Learn more about how to find time and space complexity quickly.

Common Pitfalls

1. Division by Zero When Using Slope Formula

One of the most common mistakes when solving this problem is attempting to use the traditional slope formula directly:

# WRONG APPROACH - Can cause division by zero
def checkStraightLine(self, coordinates):
    x1, y1 = coordinates[0]
    x2, y2 = coordinates[1]
  
    # This fails when x2 == x1 (vertical line)
    slope = (y2 - y1) / (x2 - x1)  # Division by zero error!
  
    for x, y in coordinates[2:]:
        current_slope = (y - y1) / (x - x1)  # Another potential division by zero
        if current_slope != slope:
            return False
    return True

Why it fails: When dealing with vertical lines where x2 == x1, the denominator becomes zero, causing a runtime error.

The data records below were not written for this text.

PR #6648, opened 2025-02-26
Update developers

hessenfarmer:
just added @frosch123 to developers list.


hessenfarmer:
@cb/Nordfriese I believe we do not need a milestone here. correct?

frosch123 (approved):

PR #6650, opened 2025-02-27
Fix double shadow of empire mill

bunnybot:
[tothxa](https://codeberg.org/tothxa)*[Mirrored from Codeberg](https://codeberg.org/wl/widelands/pulls/5010)*
*Created on Fri Feb 28 00:42:21 CET 2025 by [**Tóth András (tothxa)**](https://codeberg.org/tothxa)*

---

### Type of Change
Bugfix

### Issue(s) Closed
Fixes the double shadow of the Empire windmill

### To Reproduce
1. Play with Empire
2. Build a windmill
3. See error

### Possible Regressions
none?

### Screenshots
before:

after:

### Additional context
I figured this out finally after I noticed the different shadows of the market on the structure itelf and on the background. Took me a while to understand how the different lights work.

Solution: The provided cross-multiplication approach avoids division entirely by rearranging the equation from (y2 - y1) / (x2 - x1) = (y - y1) / (x - x1) to (x - x1) * (y2 - y1) = (y - y1) * (x2 - x1).

2. Floating Point Precision Issues

Another pitfall occurs when developers try to handle the division by zero case but introduce floating-point comparisons:

# PROBLEMATIC APPROACH - Floating point precision issues
def checkStraightLine(self, coordinates):
    x1, y1 = coordinates[0]
    x2, y2 = coordinates[1]
  
    for x, y in coordinates[2:]:
        # Using division can lead to precision errors
        if (x2 - x1) != 0 and (x - x1) != 0:
            slope1 = (y2 - y1) / (x2 - x1)
            slope2 = (y - y1) / (x - x1)
            if slope1 != slope2:  # Floating point comparison can be unreliable
                return False
    return True

Why it fails: Floating-point arithmetic can introduce small rounding errors, making exact equality comparisons unreliable.

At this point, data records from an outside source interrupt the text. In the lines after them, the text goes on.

PR #6681, opened 2025-04-05
Set buildcosts for all tribes’ markets

bunnybot:
[Nordfriese](https://codeberg.org/Nordfriese)*[Mirrored from Codeberg](https://codeberg.org/wl/widelands/pulls/5041)*
*Created on Sat Apr 05 10:23:41 CEST 2025 by [**Benedikt Straub (Nordfriese)**](https://codeberg.org/Nordfriese)*

---

### Type of Change
Balancing

### Issue(s) Closed
Re https://codeberg.org/wl/widelands/pulls/5036#issuecomment-3491825

Adapted buildcosts for all markets.

These are based on the port buildcosts, with gold and iron (and cloth for those who don't have it on all maps) removed and a few other wares added instead.

This is open to discussion. The branch can be pushed to directly.


hessenfarmer:
@cb/Nordfriese    
I did not have a look yet. However if you and @cb/tothxa agree on it I would be fine.     
If you want my opinion as well I'll try to have look into it next week.

hessenfarmer:
The amounts seem to be balanced.
Only thing probably worth discussing is that amazons and atlanteans do use mined materials. while the other tribes do not so this might be a slight disadvantage for amz and atl, especially in scenarios where marketing might solve shortfalls in the supply. So maybe we could exchange the mined materials of the 2 tribes with some other expensive wares.

bunnybot (commented):
[tothxa](https://codeberg.org/tothxa)*[Mirrored from Codeberg](https://codeberg.org/wl/widelands/pulls/5041#issuecomment-4045571)*
*On Tue Apr 29 23:39:03 CEST 2025, [**Tóth András (tothxa)**](https://codeberg.org/tothxa) **approved** this pull request:*

I guess that means we're OK?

Solution: The cross-multiplication method uses only integer arithmetic (assuming integer coordinates), completely avoiding floating-point precision issues.

3. Incorrect Handling of Edge Cases

Some implementations forget to handle special cases like when all points have the same x-coordinate (vertical line) or y-coordinate (horizontal line):

# INCOMPLETE APPROACH - Missing edge case handling
def checkStraightLine(self, coordinates):
    if len(coordinates) <= 2:
        return True
  
    # Trying to handle vertical/horizontal lines separately
    if coordinates[1][0] == coordinates[0][0]:  # Vertical line
        for point in coordinates[2:]:
            if point[0] != coordinates[0][0]:
                return False
        return True
    # ... similar code for horizontal lines
    # ... then handle general case

Why it's problematic: This approach requires multiple conditional branches and separate logic for different line orientations, making the code complex and error-prone.

Solution: The cross-multiplication formula naturally handles all cases (vertical, horizontal, and diagonal lines) with a single unified approach, eliminating the need for special case handling.